Тот, кто убивает дракона — страница 46 из 64

«Да, явно не мальчики из церковного хора», – подумал он, когда закончил читать.


Фархаду Ибрагиму сейчас было тридцать семь лет и только четыре, когда он приехал в Швецию. Вместе с отцом, матерью, двумя старшими сестрами и старой бабушкой. Всего шестеро, и все считались политическими беженцами из Ирана.

В Швеции семейство пополнилось двумя младшими братьями Фархада. Афсаном, которому сейчас было тридцать два года, и Насиром, двадцати пяти лет. Обе старших сестры вышли замуж и покинули отчий дом. В большой вилле в Соллентуне сегодня жили пять человек. Трое братьев Ибрагим и их родители, и главой семейства считался Фархад после того, как его отец перенес тяжелый инсульт три года назад.

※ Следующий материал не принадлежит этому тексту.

PR #1622, opened 2024-11-30
Increment `cmake_minimum_required` to 3.10 to avoid deprecation warnings

marcosolanki:
CMake 3.31 [deprecates compatibility with versions of CMake older than 3.10](https://cmake.org/cmake/help/latest/release/3.31.html#deprecated-and-removed-features), which causes warnings of the form:

```
CMake Deprecation Warning at CMakeLists.txt:1 (cmake_minimum_required):
  Compatibility with CMake < 3.10 will be removed from a future version of
  CMake.

  Update the VERSION argument <min> value.  Or, use the <min>...<max> syntax
  to tell CMake that the project requires at least <min> but has been updated
  to work with policies introduced by <max> or earlier.
```

As even Debian Buster (which is old enough at this point to be unmaintained) [ships with CMake 3.13.4](https://packages.debian.org/buster/cmake), I would argue that there should be no harm in bumping the minimum required CMake version to 3.10.

### DIFF
--- a/CMakeLists.txt
+++ b/CMakeLists.txt
@@ -1,4 +1,4 @@
-cmake_minimum_required (VERSION 3.9)
+cmake_minimum_required(VERSION 3.10)
 if(NOT CMAKE_VERSION VERSION_LESS 3.12)
   cmake_policy(SET CMP0074 NEW) # Don't complain about using BOOST_ROOT...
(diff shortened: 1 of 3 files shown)


illuhad (approved):
Thanks!

PR #1623, opened 2024-12-01
Fix double negation for `has_system_svm`

carbotaniuman:
This was detecting a system that had SVM as one that did not.


illuhad (approved):
Thanks!

PR #1624, opened 2024-12-02
Set CMake policy CMP0167 to suppress FindBoost removal warning

marcosolanki:
CMake 3.30 [officially removes the FindBoost module](https://cmake.org/cmake/help/latest/release/3.30.html#deprecated-and-removed-features), which causes warnings of the form:

```
CMake Warning (dev) at CMakeLists.txt:96 (find_package):
  Policy CMP0167 is not set: The FindBoost module is removed.  Run "cmake
  --help-policy CMP0167" for policy details.  Use the cmake_policy command to
  set the policy and suppress this warning.
```

However, setting `CMP0167` to `NEW`, which apparently makes CMake search directly for the upstream BoostConfig.cmake file, appears sufficient to make CMake find Boost without warning (while preserving AdaptiveCpp's ability to be compiled). Hence, I have added this setting to the CMakeLists.txt.

I have currently only enabled this new behaviour for CMake versions new enough such that they are affected by the above-described warning (using the logic that people who run CMake `>= 3.30`  will also use a Boost version new enough (`>= 1.70`) such that it provides a valid BoostConfig.cmake).

I have also replaced the `NOT CMAKE_VERSION VERSION_LESS` conditions with `CMAKE_VERSION VERSION_GREATER_EQUAL`, as `VERSION_GREATER_EQUAL` [was added in CMake 3.7](https://cmake.org/cmake/help/v3.7/release/3.7.html#commands), which is below the currently required minimum CMake version (3.10).

### DIFF
--- a/CMakeLists.txt
+++ b/CMakeLists.txt
@@ -5,7 +5,8 @@ if(POLICY CMP0074) # Since CMake 3.12
 endif()
 if(POLICY CMP0167) # Since CMake 3.30
     # Suppress warning: "Policy CMP0167 is not set: The FindBoost module is removed."
-    cmake_policy(SET CMP0167 NEW)
+    # Set CMP0167 to OLD to avoid breakage in the Windows & macOS CI tests.
+    cmake_policy(SET CMP0167 OLD)
 endif()
 
 
@@ -57,16 +58,16 @@ if(NOT ACPP_VERSION_SUFFIX)
       RESULT_VARIABLE GIT_LOCAL_CHANGES_RETURN_CODE
       OUTPUT_STRIP_TRAILING_WHITESPACE
     )
-  
-    if (GIT_HASH_RETURN_CODE EQUAL 0 AND GIT_BRANCH_RETURN_CODE EQUAL 0 AND 
+
+    if (GIT_HASH_RETURN_CODE EQUAL 0 AND GIT_BRANCH_RETURN_CODE EQUAL 0 AND
         GIT_DATE_RETURN_CODE EQUAL 0 AND GIT_LOCAL_CHANGES_RETURN_CODE EQUAL 0)
-    
+
       if(NOT "${ACPP_LOCAL_CHANGES}" STREQUAL "")
         set(DIRTY_STR ".dirty")
       else()
         set(DIRTY_STR "")
       endif()
-  
+
       set(ACPP_VERSION_SUFFIX "+git.${ACPP_GIT_COMMIT_HASH}.${ACPP_GIT_DATE}.branch.${ACPP_GIT_BRANCH}${DIRTY_STR}")
     endif()
   endif()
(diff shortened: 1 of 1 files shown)


marcosolanki:
OK, from what I can see:

- On Windows, for whatever reason, CMake fails to locate the BoostConfig.cmake file. I have virtually no experience using CMake on Windows, so I could not really give an educated guess on what the underlying problem might be.
- On macOS, a Boost-related linking error pops up not while building AdaptiveCpp itself but while building the CPU tests (whose CMake file I notably have not even touched).

I suppose the easiest solution would be to just stick to the old behaviour by setting `CMP0167` to `OLD` and hope that by the time CMake decides to remove FindBoost properly, these issues will have sorted themselves out.

Your opinion, @illuhad?

CMakeLists.txt
```diff
@@ -1,6 +1,11 @@
 cmake_minimum_required(VERSION 3.10)
-if(NOT CMAKE_VERSION VERSION_LESS 3.12)
+
+if(CMAKE_VERSION VERSION_GREATER_EQUAL 3.12)
   cmake_policy(SET CMP0074 NEW) # Don't complain about using BOOST_ROOT...
+  if(CMAKE_VERSION VERSION_GREATER_EQUAL 3.30)
+    # Suppress warning: "Policy CMP0167 is not set: The FindBoost module is removed."
+    cmake_policy(SET CMP0167 NEW)
+  endif()
 endif()
```
al42and: FYI, CMake supports `if(POLICY policy-id)` syntax to directly check whether a policy is available. I think it's a bit more straightforward and less error-prone than just checking the CMake version, but up to you"

```suggestion
if(POLICY CMP0074) # Since CMake 3.12
  cmake_policy(SET CMP0074 NEW) # Don't complain about using BOOST_ROOT...
endif()
if(POLICY CMP0167) # Since CMake 3.30
    # Suppress warning: "Policy CMP0167 is not set: The FindBoost module is removed."
    cmake_policy(SET CMP0167 NEW)
endif()
```

marcosolanki: Ah, that is quite a bit more elegant. I will definitely be using this. Thanks! 👍

illuhad:
> I suppose the easiest solution would be to just stick to the old behaviour by setting CMP0167 to OLD and hope that by the time CMake decides to remove FindBoost properly, these issues will have sorted themselves out.

Yep. IIRC, there was a lot complexity involved in getting boost to work properly.

fodinabor:
> On Windows, for whatever reason, CMake fails to locate the BoostConfig.cmake file. I have virtually no experience using CMake on Windows, so I could not really give an educated guess on what the underlying problem might be. 

On windows I was quite successful setting `-DBoost_DIR=<path/to/boost/lib/cmake/Boost-1.83.0` instead, lately.

marcosolanki:
OK, I have changed the CMakeLists.txt so that `CMP0167` is set to `OLD` by default. The CI tests should now all pass.

_([Kate](https://kate-editor.org) has also done its part by eliminating all semantically superfluous trailing whitespace from the file...)_

marcosolanki:
> On windows I was quite successful setting `-DBoost_DIR=<path/to/boost/lib/cmake/Boost-1.83.0` instead, lately.

Hmmm, in that case, I suppose we should consider explicitly setting `-DBoost_DIR` in our Windows CI test and see whether that helps (although, either way, we probably should not set `CMP0167` to `NEW` in our CMakeLists.txt, as this policy value seems to also cause issues on macOS).

illuhad:
Thanks, I've rerun workflows - fingers crossed that it works this time :)

I've also sent you an invitation to join the AdaptiveCpp github organization. This is not tied to any expectations, but will allow workflows from your PRs to run automatically.

The background here is that we also have self-hosted CI runners on our own infrastructure, so we  have to be careful about running workflows from PRs of a public project like AdaptiveCpp, since this would allow someone to run arbitrary code on our machines. Because of this, it only runs workflows by default from PRs of members of the AdaptiveCpp organization.
But I don't want make organization membership exclusive, so I happily invite frequent contributors that I know :)

If you join, you also have privileges to review other PRs and approve running CI workflows. Please feel free to do that, but before you approve CI workflows, please have a look at the code to check that there's nothing obviously bogus and potentially malicious inside :)

illuhad (approved):
Thanks!

illuhad:
> Hmmm, in that case, I suppose we should consider explicitly setting -DBoost_DIR in our Windows CI test and see whether that helps (although, either way, we probably should not set CMP0167 to NEW in our CMakeLists.txt, as this policy value seems to also cause issues on macOS).

Feel free to play around here, and potentially create another PR :) I think this one is ready to merge as it seems to solve the most pressing issue with the warnings.

PR #1625, opened 2024-12-02
Fix pointer to a temporary returned from kernel_configuration::data_ptr

al42and:
`kernel_configuration::data_ptr` was creating a temporary string and returning a pointer to it.

The change to `data_size` is unrelated, just avoiding extra copies there.


illuhad (approved):
Good catch, thanks!

PR #1633, opened 2024-12-07
replace some c headers by std c++ headers

tdavidcl:
I was compiling acpp on some tight nixos configuration, which resulted in some c headers not being accessible even though c++ headers were working. This highlighted several c std includes that could be replaced by their c++ counterpart. 
This PR does exactly that.


illuhad:
I think for the bitcode libraries, we deliberately decided that we didn't want to use the C++ headers. C++ standard library headers may pull in some system configuration files which may fail to compile since effectively in the bitcode headers we are kind of in a cross-compilation scenarion.
For the `host` bitcode libraries this is somewhat different, but it could still be argued that we should align it with the others. @fodinabor what is your opinion?

But good catch with the group functions header! :)

fodinabor:
For host, I don't see any strong reason for one or the other at the moment... using these C++ headers should be okay, as in most scenarios, they're mostly wrappers/pulling the math/io functions into the `std` namespace.

illuhad (approved):
Thanks!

В моральном смысле крайне сомнительный лидер. В тот год, когда ему исполнилось пятнадцать, Фархад зарезал своего ровесника, с которым учился в одной школе. Его судили за умышленное убийство и передали на попечение социальной службе. Это, похоже, не изменило его жизнь в лучшую сторону. Возможно, он только стал хитрее, поскольку прошло целых десять лет, прежде чем его в первый раз приговорили к тюремному заключению. На четыре года за крупное ограбление, и большую часть наказания он отбывал в том же самом исправительном учреждении для особо опасных преступников, где и один из самых прилежных осведомителей комиссара Тойвонена.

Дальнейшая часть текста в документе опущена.